§ **REQUIREMENT**
Output, without any change, the listing below from its opening line up to and including the line with "## What Changed".

§ **SUPPLIED MATERIAL**
-------------------------

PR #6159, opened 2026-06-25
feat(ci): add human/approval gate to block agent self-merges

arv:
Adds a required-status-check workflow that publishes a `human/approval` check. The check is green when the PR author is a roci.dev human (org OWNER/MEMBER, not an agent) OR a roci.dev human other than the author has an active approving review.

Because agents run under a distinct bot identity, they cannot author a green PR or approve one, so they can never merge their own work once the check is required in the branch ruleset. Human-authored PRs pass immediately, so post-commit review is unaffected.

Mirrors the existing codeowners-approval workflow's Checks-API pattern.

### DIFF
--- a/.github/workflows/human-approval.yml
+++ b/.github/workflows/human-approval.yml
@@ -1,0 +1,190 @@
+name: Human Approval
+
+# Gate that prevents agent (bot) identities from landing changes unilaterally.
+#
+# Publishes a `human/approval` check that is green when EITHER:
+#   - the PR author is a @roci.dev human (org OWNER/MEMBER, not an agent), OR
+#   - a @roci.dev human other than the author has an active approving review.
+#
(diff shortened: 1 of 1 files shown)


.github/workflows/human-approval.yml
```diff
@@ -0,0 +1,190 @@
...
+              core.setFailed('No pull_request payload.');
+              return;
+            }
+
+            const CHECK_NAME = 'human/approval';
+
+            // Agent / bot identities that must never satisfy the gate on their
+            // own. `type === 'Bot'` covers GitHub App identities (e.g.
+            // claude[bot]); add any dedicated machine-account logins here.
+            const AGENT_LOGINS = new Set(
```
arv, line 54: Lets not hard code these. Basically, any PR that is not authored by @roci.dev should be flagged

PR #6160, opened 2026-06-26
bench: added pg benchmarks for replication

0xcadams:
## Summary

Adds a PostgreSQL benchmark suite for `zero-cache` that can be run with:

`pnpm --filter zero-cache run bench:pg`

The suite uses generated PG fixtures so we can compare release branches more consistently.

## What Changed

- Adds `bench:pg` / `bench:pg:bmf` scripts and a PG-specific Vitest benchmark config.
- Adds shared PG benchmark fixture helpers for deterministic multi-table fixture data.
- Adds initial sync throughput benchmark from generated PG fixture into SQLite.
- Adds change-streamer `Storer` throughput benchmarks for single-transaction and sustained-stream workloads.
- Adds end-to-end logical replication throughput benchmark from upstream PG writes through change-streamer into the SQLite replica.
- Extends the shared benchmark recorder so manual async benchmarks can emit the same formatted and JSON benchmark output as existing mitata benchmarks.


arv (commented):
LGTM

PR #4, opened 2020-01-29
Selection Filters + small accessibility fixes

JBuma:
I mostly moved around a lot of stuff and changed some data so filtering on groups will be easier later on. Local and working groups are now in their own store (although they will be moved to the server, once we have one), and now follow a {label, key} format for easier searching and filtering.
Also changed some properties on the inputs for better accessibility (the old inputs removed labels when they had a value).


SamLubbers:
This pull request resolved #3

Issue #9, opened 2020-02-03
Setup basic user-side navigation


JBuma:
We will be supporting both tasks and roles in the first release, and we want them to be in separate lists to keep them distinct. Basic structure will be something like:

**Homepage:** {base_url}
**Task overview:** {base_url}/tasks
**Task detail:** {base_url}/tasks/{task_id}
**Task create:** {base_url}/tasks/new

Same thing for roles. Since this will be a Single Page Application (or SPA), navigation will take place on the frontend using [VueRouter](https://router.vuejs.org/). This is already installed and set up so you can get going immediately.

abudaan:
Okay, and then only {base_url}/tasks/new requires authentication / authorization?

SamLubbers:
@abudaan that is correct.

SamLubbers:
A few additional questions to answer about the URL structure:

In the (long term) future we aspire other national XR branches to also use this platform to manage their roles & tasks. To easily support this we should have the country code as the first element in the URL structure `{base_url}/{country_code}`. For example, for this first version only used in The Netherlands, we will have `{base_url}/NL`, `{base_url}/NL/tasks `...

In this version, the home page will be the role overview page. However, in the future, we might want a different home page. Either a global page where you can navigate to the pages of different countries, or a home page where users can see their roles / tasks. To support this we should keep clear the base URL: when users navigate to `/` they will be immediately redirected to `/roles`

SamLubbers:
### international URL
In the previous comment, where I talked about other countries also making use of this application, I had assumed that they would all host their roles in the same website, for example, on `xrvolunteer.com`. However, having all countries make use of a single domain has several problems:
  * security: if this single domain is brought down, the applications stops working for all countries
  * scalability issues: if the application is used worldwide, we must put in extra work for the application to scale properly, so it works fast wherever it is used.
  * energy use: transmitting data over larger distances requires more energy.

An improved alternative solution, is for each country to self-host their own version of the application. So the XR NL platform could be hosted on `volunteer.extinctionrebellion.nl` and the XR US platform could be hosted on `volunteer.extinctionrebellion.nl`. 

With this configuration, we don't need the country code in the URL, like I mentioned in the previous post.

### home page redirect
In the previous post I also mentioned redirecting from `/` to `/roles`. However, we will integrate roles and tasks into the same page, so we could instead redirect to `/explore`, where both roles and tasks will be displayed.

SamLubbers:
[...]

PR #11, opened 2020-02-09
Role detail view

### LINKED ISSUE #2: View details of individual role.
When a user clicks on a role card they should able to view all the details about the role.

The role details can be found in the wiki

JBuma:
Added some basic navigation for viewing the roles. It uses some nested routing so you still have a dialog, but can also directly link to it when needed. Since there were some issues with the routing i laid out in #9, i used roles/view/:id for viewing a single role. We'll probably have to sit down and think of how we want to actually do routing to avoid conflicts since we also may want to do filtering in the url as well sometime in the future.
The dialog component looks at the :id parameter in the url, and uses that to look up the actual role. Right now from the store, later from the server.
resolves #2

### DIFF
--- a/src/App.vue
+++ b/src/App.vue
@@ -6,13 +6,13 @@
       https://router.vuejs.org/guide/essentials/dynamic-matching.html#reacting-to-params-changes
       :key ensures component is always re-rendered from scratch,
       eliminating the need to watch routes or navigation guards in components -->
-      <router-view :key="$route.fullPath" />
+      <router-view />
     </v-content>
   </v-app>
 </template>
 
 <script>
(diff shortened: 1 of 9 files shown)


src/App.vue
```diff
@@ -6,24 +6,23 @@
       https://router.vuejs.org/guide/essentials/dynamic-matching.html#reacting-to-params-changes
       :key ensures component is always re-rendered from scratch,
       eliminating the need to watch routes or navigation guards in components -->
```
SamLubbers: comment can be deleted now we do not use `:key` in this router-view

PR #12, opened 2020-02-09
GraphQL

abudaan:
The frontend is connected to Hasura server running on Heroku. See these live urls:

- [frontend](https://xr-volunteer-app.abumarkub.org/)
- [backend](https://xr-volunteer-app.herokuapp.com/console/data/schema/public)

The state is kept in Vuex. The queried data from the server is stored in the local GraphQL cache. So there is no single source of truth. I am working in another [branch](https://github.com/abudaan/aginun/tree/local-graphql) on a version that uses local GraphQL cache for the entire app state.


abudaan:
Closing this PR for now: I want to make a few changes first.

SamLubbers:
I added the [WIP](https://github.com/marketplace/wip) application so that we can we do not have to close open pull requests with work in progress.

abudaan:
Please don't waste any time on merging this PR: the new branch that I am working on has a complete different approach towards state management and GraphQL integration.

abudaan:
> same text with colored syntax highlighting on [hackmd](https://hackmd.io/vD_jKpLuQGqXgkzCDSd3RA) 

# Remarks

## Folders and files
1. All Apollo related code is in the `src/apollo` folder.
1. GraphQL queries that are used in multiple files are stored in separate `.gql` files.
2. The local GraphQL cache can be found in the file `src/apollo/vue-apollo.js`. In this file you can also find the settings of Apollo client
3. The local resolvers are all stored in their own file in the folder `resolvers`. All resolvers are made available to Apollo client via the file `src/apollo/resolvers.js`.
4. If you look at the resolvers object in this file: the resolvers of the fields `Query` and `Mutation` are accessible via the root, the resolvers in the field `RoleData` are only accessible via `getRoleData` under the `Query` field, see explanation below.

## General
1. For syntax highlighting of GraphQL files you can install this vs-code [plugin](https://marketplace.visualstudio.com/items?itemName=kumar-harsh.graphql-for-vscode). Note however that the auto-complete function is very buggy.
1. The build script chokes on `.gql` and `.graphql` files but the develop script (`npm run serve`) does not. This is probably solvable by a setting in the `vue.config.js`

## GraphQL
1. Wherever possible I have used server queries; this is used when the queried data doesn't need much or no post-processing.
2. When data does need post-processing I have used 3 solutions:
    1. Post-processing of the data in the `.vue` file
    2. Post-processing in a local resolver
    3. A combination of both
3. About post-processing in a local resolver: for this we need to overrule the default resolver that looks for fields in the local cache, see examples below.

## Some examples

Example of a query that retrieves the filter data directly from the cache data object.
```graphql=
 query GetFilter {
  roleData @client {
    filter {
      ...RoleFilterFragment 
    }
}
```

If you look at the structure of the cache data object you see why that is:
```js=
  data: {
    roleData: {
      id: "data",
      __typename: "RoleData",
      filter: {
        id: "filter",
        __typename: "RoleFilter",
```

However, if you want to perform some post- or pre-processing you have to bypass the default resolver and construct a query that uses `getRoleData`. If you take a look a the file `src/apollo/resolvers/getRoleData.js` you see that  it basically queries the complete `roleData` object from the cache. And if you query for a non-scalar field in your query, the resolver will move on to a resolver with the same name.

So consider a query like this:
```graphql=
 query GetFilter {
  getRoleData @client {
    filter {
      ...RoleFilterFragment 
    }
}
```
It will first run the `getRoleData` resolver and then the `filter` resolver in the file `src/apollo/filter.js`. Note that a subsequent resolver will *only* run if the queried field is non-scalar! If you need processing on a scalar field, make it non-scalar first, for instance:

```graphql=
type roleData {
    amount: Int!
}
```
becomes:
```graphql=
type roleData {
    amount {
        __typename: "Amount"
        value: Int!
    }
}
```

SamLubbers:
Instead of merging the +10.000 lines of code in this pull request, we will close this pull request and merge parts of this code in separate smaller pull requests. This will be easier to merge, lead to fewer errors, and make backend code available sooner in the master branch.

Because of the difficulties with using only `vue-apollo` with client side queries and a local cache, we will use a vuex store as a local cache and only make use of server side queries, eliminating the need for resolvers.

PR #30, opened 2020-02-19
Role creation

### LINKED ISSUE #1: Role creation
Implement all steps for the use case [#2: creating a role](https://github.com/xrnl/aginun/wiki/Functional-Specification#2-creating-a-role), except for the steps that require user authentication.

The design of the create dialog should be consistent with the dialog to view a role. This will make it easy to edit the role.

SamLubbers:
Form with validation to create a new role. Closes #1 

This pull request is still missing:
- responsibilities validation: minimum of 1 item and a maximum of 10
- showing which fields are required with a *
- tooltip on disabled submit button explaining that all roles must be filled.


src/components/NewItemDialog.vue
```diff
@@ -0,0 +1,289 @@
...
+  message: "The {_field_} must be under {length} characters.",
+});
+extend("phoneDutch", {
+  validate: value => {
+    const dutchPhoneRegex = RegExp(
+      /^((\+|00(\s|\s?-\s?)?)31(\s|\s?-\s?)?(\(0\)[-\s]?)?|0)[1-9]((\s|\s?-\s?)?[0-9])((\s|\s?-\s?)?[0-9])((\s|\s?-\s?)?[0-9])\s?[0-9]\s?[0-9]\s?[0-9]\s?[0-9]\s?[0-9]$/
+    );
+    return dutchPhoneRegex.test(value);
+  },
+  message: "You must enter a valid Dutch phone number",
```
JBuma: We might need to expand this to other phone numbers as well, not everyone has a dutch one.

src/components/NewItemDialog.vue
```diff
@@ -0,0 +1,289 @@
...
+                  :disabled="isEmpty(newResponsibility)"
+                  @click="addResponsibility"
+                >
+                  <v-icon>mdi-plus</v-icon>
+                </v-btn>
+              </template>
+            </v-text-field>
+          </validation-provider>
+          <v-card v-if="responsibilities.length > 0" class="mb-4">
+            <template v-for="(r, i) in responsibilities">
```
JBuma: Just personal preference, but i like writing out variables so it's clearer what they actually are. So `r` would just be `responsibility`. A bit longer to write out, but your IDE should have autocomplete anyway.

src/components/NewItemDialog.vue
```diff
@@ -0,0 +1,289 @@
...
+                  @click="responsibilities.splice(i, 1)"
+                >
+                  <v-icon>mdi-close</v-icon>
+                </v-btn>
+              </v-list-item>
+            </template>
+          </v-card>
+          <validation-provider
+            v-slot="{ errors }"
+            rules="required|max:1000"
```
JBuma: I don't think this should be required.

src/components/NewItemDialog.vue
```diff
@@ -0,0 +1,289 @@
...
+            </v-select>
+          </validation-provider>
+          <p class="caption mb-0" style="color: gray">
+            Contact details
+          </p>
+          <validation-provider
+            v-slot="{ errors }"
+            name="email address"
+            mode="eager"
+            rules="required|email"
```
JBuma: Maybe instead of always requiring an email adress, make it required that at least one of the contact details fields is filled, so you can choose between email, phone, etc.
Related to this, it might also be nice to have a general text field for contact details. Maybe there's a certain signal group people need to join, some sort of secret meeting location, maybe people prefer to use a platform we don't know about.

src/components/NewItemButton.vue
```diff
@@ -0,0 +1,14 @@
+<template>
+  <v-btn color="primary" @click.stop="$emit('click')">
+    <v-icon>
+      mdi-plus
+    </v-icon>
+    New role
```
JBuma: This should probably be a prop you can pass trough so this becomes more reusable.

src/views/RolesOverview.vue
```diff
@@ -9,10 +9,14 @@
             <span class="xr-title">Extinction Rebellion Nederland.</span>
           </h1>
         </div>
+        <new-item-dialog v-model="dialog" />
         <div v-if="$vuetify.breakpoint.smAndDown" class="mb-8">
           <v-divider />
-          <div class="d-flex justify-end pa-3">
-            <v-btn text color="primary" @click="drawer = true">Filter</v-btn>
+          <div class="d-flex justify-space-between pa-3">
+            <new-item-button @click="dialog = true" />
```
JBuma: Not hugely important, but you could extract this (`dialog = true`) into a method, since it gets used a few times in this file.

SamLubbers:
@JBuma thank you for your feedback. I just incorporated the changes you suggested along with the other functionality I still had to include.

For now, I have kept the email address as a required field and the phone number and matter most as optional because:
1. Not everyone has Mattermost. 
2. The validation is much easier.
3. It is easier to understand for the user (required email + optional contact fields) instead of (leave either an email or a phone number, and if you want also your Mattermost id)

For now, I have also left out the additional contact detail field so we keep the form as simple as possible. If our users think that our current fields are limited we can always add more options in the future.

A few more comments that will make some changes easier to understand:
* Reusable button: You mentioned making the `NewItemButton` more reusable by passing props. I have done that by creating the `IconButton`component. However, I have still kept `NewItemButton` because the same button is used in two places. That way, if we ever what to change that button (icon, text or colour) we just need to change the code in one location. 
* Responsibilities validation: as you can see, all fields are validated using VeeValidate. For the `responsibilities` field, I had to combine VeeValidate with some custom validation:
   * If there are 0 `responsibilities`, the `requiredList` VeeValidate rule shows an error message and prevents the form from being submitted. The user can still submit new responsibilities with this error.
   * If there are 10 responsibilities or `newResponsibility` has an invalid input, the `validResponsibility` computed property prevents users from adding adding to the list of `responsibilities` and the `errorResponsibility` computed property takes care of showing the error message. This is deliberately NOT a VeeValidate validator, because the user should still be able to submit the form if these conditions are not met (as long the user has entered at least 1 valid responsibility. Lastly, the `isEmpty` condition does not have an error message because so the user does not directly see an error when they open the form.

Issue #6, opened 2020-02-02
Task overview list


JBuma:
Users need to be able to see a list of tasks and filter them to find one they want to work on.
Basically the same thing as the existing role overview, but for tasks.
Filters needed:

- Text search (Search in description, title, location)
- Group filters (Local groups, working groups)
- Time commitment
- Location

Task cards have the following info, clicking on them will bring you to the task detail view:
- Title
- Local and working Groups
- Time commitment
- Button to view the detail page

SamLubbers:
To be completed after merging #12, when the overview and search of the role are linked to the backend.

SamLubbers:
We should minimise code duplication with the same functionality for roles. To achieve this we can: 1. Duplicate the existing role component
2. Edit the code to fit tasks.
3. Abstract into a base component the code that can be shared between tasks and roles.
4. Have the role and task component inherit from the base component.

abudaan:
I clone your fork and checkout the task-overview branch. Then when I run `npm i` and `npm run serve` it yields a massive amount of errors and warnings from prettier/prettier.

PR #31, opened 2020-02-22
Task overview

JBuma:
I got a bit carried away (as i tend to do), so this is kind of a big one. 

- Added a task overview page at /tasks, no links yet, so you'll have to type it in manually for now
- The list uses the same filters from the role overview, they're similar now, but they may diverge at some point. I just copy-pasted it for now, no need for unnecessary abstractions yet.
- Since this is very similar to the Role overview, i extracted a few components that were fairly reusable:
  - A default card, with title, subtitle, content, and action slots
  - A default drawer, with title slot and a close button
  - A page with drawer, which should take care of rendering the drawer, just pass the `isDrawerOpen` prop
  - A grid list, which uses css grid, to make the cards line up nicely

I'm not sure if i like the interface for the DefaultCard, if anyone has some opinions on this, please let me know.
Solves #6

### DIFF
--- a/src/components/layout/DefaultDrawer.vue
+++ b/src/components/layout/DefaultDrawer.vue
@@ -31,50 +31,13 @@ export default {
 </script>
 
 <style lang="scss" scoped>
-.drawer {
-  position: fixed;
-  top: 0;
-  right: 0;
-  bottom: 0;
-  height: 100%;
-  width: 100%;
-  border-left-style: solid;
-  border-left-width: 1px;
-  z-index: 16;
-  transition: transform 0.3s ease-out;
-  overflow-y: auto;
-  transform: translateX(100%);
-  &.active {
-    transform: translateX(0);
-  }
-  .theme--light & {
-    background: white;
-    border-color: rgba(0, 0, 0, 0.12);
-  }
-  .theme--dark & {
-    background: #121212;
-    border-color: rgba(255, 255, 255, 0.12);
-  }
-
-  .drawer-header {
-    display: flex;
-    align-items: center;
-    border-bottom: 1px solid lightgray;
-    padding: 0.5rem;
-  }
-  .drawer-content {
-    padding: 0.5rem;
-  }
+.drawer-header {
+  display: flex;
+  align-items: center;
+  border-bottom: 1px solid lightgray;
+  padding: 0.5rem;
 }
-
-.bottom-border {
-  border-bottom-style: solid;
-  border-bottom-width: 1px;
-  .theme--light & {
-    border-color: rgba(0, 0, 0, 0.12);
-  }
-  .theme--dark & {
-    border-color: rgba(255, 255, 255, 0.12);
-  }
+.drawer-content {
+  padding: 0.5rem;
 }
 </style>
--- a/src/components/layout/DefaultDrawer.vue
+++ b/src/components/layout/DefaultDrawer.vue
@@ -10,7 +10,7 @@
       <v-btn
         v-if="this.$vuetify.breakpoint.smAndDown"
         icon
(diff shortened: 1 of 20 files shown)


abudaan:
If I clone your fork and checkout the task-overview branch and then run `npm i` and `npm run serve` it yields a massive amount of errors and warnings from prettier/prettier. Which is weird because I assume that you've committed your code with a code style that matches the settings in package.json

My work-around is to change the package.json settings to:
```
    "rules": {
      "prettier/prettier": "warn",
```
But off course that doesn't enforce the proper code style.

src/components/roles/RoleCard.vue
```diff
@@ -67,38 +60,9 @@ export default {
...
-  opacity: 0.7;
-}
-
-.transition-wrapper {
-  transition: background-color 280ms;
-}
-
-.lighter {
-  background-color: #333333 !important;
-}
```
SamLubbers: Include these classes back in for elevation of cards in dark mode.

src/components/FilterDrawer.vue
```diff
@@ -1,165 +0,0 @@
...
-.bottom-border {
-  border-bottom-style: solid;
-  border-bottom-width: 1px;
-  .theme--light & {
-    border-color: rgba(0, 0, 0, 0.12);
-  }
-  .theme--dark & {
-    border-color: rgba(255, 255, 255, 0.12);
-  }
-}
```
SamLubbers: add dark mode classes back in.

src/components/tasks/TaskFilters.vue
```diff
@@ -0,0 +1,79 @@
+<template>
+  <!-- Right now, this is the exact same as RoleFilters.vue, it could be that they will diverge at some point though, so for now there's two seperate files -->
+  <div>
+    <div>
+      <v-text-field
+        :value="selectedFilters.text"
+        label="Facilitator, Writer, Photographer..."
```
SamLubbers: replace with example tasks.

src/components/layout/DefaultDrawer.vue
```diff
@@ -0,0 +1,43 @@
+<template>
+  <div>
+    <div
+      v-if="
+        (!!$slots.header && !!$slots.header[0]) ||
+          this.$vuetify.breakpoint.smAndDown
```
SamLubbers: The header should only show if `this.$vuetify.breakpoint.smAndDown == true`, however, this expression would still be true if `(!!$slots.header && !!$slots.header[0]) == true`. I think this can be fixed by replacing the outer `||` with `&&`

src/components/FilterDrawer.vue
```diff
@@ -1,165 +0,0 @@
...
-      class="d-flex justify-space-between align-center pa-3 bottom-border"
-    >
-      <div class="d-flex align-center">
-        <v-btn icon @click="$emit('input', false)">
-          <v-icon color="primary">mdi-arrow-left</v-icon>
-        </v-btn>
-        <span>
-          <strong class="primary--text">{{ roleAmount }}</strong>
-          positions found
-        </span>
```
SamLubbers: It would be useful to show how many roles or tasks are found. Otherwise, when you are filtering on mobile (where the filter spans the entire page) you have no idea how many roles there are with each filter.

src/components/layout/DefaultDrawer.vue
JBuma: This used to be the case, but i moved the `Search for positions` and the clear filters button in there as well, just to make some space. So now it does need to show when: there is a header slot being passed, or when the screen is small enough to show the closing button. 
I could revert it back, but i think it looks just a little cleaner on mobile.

-------------------------

§ **WRITTEN RESPONSE**
PR #6159, opened 2026-06-25
feat(ci): add human/approval gate to block agent self-merges

arv:
Adds a required-status-check workflow that publishes a `human/approval` check. The check is green when the PR author is a roci.dev human (org OWNER/MEMBER, not an agent) OR a roci.dev human other than the author has an active approving review.

Because agents run under a distinct bot identity, they cannot author a green PR or approve one, so they can never merge their own work once the check is required in the branch ruleset. Human-authored PRs pass immediately, so post-commit review is unaffected.

Mirrors the existing codeowners-approval workflow's Checks-API pattern.

### DIFF
--- a/.github/workflows/human-approval.yml
+++ b/.github/workflows/human-approval.yml
@@ -1,0 +1,190 @@
+name: Human Approval
+
+# Gate that prevents agent (bot) identities from landing changes unilaterally.
+#
+# Publishes a `human/approval` check that is green when EITHER:
+#   - the PR author is a @roci.dev human (org OWNER/MEMBER, not an agent), OR
+#   - a @roci.dev human other than the author has an active approving review.
+#
(diff shortened: 1 of 1 files shown)


.github/workflows/human-approval.yml
```diff
@@ -0,0 +1,190 @@
...
+              core.setFailed('No pull_request payload.');
+              return;
+            }
+
+            const CHECK_NAME = 'human/approval';
+
+            // Agent / bot identities that must never satisfy the gate on their
+            // own. `type === 'Bot'` covers GitHub App identities (e.g.
+            // claude[bot]); add any dedicated machine-account logins here.
+            const AGENT_LOGINS = new Set(
```
arv, line 54: Lets not hard code these. Basically, any PR that is not authored by @roci.dev should be flagged

PR #6160, opened 2026-06-26
bench: added pg benchmarks for replication

0xcadams:
## Summary

Adds a PostgreSQL benchmark suite for `zero-cache` that can be run with:

`pnpm --filter zero-cache run bench:pg`

The suite uses generated PG fixtures so we can compare release branches more consistently.

## What Changed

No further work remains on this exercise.